While Asylum and Murder House are almost equals in terms of innovation and quality, the trail-blazing progenitor pips it.
In accounting for Murder House’s supremacy, of course, you first have to adjust for novelty. After all, the TV landscape has changed a lot since the series debuted. These days anthology series abound, from Murphy’s own American Crime Story saga, to Fargo, to the unexpectedly beautiful and dream-like Haunting of Hill House, but in 2011 AHS was plowing virgin ground. Viewers at the time (myself included) didn’t realize they’d been watching an anthology series until after the end of the first season, which only served to magnify the intensity of the many shocks and twists along the way, especially the rolling death count that culminated in pretty much every character except next-door-neighbor Constance (Lange) being dead by the time the end credits rolled.
No discussion of Murder House, or indeed AHS in general, can unfold without due tribute paid to Lange, the series’ lynchpin for the four seasons she starred in, and the long shadow cast across the four that followed. Lange is an incredible actor, elegant, vulnerable, layered, and commanding, a performer who oozes style, class, and charm. She steals every scene she’s in.

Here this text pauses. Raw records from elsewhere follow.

PR #2785, opened 2020-12-03
Fix clipboard copy on iOS

esanzgar:
On iOS the element must be an `input` (or `textarea`)  and with attribute `'contenteditable'`

Closes [#858](https://github.com/hypothesis/product-backlog/issues/858)

### DIFF
--- a/src/sidebar/util/copy-to-clipboard.js
+++ b/src/sidebar/util/copy-to-clipboard.js
@@ -10,10 +10,13 @@
  * @param {string} text
  */
 export function copyText(text) {
-  const temp = document.createElement('pre');
-  temp.className = 'copy-text';
-  temp.textContent = text;
+  const temp = document.createElement('input');
+  temp.value = text;
+  temp.setAttribute('data-testid', 'copy-text');
+  // Recipe from https://stackoverflow.com/a/34046084/14463679
+  temp.contentEditable = 'true';
   document.body.appendChild(temp);
+  temp.focus();
 
   try {
     const range = document.createRange();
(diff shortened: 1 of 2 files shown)


esanzgar:
I tried to use the Clipboard API but I encountered the following issue: `DOMException: The Clipboard API has been blocked because of a Feature Policy applied to the current document. See https://goo.gl/EuHzyv for more details.`

src/sidebar/util/copy-to-clipboard.js
```diff
@@ -10,10 +10,13 @@
  * @param {string} text
  */
 export function copyText(text) {
-  const temp = document.createElement('pre');
-  temp.className = 'copy-text';
-  temp.textContent = text;
+  const temp = document.createElement('input');
+  temp.value = text;
+  temp.setAttribute('data-test-id', 'copy-text');
```
LMS007, line 15: minor suggestion

```suggestion
  temp.setAttribute('data-copy-id', 'copy-text');  // used as a selector for testing
```

LMS007, line 15:
```suggestion
  temp.setAttribute('data-test-id', 'copy-text');  // used as a selector for testing
```

LMS007 (approved):
Looks good.

I can't actually repo this bug on my iPad (v13.7). I suppose its different os that iOS but I'm not really sure. In any case, I can confirm this fix does not change the fact that is still works  on my ipod and android devices :)

src/sidebar/util/copy-to-clipboard.js
esanzgar: @robertknight [suggested to us `data-testid`](https://github.com/hypothesis/lms/pull/2146#discussion_r509171217) at it seems it is the standard attribute for testing purposes.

Everything about Lange radiates Old Hollywood; she has a grace and a presence that’s largely absent from the Tinsel Town of today, qualities which help her chime perfectly with AHS’ themes of a world decayed and forgotten, of people being ensared by circumstance, or washed away in the wake of seismic change. Lange is brilliant as Constance: funny, brutal, horrid, twisted, villainous, sympathetic, deeply human: her sadness and regret are palpable.

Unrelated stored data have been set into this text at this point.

PR #2797, opened 2020-12-07
Fix potential issue when converting `TextRange` to a `Range`

robertknight:
This PR fixes an edge case when converting a `TextRange` (a pair of (element, text offset) points) to a DOM `Range` using `TextRange.toRange` [1].

If the `TextRange`'s `start` or `end` points referred to an element containing no text then `TextRange.toRange()` would always throw an error. This is because there was no text node in the `start`/`end` element to resolve to. When the start or end element has no text AND the offset is zero however, we can do better.

Suppose we have the following DOM structure:

```html
<div>
  <b></b>foo<u></u>
</div>
```

If a `TextRange` is somehow created where the start point is `{ element: <b>, offset: 0 }` and the end point is `{ element: <u>, offset: 0 }` then when calling `toRange` we want it to return a range which uses the start and end points of the `"foo"` text node as its boundary points, even though these points are outside the start/end elements.

This PR implements this by adding a `dir` option to `TextPosition.resolve()` to control how this edge case is handled and then making use of that in `TextRange.toRange()`.

Similar issues came up in the past with the `*Range` classes inherited from AnnotatorJS (`NormalizedRange` etc.) and the correct behavior in these scenarios was never nailed down properly.

[1] This is done when drawing highlights or creating selectors from the current selection in PDFs, and will also become relevant if we change `RangeSelector` anchoring to use `TextRange` in future.

### DIFF
--- a/src/annotator/anchoring/test/text-range-test.js
+++ b/src/annotator/anchoring/test/text-range-test.js
@@ -1,4 +1,9 @@
-import { TextPosition, TextRange } from '../text-range';
+import {
+  TextPosition,
+  TextRange,
+  RESOLVE_FORWARDS,
+  RESOLVE_BACKWARDS,
+} from '../text-range';
 
 import { assertNodesEqual } from '../../../test-util/compare-dom';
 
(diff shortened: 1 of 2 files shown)


src/annotator/anchoring/test/text-range-test.js
```diff
@@ -273,7 +328,7 @@ describe('annotator/anchoring/text-range', () => {
         assert.equal(range.toString(), 'foobar');
       });
 
-      it('throws if start point cannot be resolved', () => {
+      it('throws if start point in same element as end point cannot be resolved', () => {
```
robertknight, line 331: There is no change to the test here. I just called out an aspect of the test setup which is important because `TextRange.toRange` has a specific code path for it. Same for the test below.

src/annotator/anchoring/text-range.js
```diff
@@ -128,15 +131,43 @@ export class TextPosition {
...
+   * determines what happens.
+   *
+   * Offsets at the boundary between two nodes are resolved to the start of the
+   * node that begins at the boundary.
    *
+   * @param {Object} [options]
+   *   @param {RESOLVE_FORWARDS|RESOLVE_BACKWARDS} [options.dir] -
+   *     Specifies in which direction to search for the nearest text node if
+   *     `this.offset` is `0` and `this.element` has no text. If not specified
+   *     an error is thrown.
```
robertknight, line 145: I don't love the `dir` option name but the meaning is tricky to capture in an obvious name.

lyzadanger (approved):
This looks good. Nothing sticking out at all...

Of course there’s more to Murder House than just novelty and Lange. Among many other things it’s perfectly paced; by turns effectively creepy, sexy, and scary; packs so much in without ever feeling over-crowded; has a great cast; deals with controversial subjects (like suicide and school shootings) in a harrowing yet sensitive way; and has a neat and definite resolution.
It was the first of its kind, and it was the best of its kind.
AHS: 1984 has a lot to live up to. Let’s see if ninth time’s the charm.